What the task asks:
Give the listing below again in full, exactly as written.

Input data:
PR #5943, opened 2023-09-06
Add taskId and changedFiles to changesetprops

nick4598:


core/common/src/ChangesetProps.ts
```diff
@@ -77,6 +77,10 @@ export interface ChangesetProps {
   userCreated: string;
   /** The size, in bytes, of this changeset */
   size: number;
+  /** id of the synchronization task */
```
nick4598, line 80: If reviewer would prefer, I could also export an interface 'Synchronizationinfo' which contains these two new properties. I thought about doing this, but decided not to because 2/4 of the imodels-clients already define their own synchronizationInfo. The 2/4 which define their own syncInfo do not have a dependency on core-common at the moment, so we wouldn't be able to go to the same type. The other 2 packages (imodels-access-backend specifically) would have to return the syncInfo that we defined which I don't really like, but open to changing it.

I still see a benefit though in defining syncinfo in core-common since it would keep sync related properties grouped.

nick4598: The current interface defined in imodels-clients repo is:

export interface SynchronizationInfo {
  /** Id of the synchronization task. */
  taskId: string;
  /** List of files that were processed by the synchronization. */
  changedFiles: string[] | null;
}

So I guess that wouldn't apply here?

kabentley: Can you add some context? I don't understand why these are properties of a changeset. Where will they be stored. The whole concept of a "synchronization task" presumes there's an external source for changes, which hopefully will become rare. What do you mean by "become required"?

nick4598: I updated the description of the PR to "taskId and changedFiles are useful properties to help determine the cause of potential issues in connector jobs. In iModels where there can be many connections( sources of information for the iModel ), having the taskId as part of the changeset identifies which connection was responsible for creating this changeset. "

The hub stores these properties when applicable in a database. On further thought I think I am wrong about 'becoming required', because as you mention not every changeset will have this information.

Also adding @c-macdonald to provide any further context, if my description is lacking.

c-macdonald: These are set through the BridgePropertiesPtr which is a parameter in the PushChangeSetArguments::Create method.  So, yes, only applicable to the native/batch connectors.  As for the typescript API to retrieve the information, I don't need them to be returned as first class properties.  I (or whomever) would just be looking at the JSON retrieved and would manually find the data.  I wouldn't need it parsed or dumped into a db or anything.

Result:
PR #5943, opened 2023-09-06
Add taskId and changedFiles to changesetprops

nick4598:


core/common/src/ChangesetProps.ts
```diff
@@ -77,6 +77,10 @@ export interface ChangesetProps {
   userCreated: string;
   /** The size, in bytes, of this changeset */
   size: number;
+  /** id of the synchronization task */
```
nick4598, line 80: If reviewer would prefer, I could also export an interface 'Synchronizationinfo' which contains these two new properties. I thought about doing this, but decided not to because 2/4 of the imodels-clients already define their own synchronizationInfo. The 2/4 which define their own syncInfo do not have a dependency on core-common at the moment, so we wouldn't be able to go to the same type. The other 2 packages (imodels-access-backend specifically) would have to return the syncInfo that we defined which I don't really like, but open to changing it.

I still see a benefit though in defining syncinfo in core-common since it would keep sync related properties grouped.

nick4598: The current interface defined in imodels-clients repo is:

export interface SynchronizationInfo {
  /** Id of the synchronization task. */
  taskId: string;
  /** List of files that were processed by the synchronization. */
  changedFiles: string[] | null;
}

So I guess that wouldn't apply here?

kabentley: Can you add some context? I don't understand why these are properties of a changeset. Where will they be stored. The whole concept of a "synchronization task" presumes there's an external source for changes, which hopefully will become rare. What do you mean by "become required"?

nick4598: I updated the description of the PR to "taskId and changedFiles are useful properties to help determine the cause of potential issues in connector jobs. In iModels where there can be many connections( sources of information for the iModel ), having the taskId as part of the changeset identifies which connection was responsible for creating this changeset. "

The hub stores these properties when applicable in a database. On further thought I think I am wrong about 'becoming required', because as you mention not every changeset will have this information.

Also adding @c-macdonald to provide any further context, if my description is lacking.

c-macdonald: These are set through the BridgePropertiesPtr which is a parameter in the PushChangeSetArguments::Create method.  So, yes, only applicable to the native/batch connectors.  As for the typescript API to retrieve the information, I don't need them to be returned as first class properties.  I (or whomever) would just be looking at the JSON retrieved and would manually find the data.  I wouldn't need it parsed or dumped into a db or anything.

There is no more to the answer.